-- Problem to work on --
Taking the first line of the listing as the start and the line containing "(diff shortened: 1 of 3 files shown)" as the end, reproduce everything in between exactly, both ends included.

-- Supplied data --

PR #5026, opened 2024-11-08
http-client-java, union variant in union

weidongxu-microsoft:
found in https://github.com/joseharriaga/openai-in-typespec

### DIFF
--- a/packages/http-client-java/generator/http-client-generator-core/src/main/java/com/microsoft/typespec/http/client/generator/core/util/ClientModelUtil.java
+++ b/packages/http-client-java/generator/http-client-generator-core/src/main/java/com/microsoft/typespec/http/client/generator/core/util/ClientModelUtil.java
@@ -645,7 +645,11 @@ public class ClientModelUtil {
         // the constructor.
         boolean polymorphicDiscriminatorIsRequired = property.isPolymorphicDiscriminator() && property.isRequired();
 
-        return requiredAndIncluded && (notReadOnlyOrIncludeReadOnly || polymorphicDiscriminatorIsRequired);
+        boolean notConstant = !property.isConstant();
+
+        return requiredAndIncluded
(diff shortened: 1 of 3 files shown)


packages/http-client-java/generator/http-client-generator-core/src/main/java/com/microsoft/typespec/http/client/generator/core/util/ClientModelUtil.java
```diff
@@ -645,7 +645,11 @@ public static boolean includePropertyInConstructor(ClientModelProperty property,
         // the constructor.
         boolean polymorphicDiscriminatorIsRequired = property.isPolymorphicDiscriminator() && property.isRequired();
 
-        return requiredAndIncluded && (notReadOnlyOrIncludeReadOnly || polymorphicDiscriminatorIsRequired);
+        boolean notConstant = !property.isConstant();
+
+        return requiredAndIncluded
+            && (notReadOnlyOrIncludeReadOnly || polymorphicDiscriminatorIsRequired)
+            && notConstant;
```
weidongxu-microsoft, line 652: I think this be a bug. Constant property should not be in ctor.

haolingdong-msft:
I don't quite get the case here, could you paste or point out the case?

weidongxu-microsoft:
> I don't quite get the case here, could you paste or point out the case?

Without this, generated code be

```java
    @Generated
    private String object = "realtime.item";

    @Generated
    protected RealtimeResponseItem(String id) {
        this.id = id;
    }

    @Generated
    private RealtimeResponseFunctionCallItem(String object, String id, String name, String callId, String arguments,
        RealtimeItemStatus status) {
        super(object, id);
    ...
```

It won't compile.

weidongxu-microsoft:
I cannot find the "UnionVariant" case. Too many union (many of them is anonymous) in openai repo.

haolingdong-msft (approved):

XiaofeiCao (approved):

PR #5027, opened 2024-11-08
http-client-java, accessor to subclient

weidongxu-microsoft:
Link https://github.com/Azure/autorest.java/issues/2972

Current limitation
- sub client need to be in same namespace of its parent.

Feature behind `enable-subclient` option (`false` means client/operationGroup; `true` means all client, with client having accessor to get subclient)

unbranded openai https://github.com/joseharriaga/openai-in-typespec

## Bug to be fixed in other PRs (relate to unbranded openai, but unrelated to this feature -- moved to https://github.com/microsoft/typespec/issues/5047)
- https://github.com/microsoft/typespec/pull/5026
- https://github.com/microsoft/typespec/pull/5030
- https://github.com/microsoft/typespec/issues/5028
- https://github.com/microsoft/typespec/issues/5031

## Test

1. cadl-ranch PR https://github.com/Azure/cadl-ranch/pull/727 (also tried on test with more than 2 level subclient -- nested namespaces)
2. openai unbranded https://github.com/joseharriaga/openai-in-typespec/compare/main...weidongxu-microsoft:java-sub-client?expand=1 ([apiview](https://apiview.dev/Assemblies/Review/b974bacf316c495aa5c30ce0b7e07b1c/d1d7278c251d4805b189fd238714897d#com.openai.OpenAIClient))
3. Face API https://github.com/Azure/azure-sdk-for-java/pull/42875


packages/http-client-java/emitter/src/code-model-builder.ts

-- Output of the exercise --
PR #5026, opened 2024-11-08
http-client-java, union variant in union

weidongxu-microsoft:
found in https://github.com/joseharriaga/openai-in-typespec

### DIFF
--- a/packages/http-client-java/generator/http-client-generator-core/src/main/java/com/microsoft/typespec/http/client/generator/core/util/ClientModelUtil.java
+++ b/packages/http-client-java/generator/http-client-generator-core/src/main/java/com/microsoft/typespec/http/client/generator/core/util/ClientModelUtil.java
@@ -645,7 +645,11 @@ public class ClientModelUtil {
         // the constructor.
         boolean polymorphicDiscriminatorIsRequired = property.isPolymorphicDiscriminator() && property.isRequired();
 
-        return requiredAndIncluded && (notReadOnlyOrIncludeReadOnly || polymorphicDiscriminatorIsRequired);
+        boolean notConstant = !property.isConstant();
+
+        return requiredAndIncluded
(diff shortened: 1 of 3 files shown)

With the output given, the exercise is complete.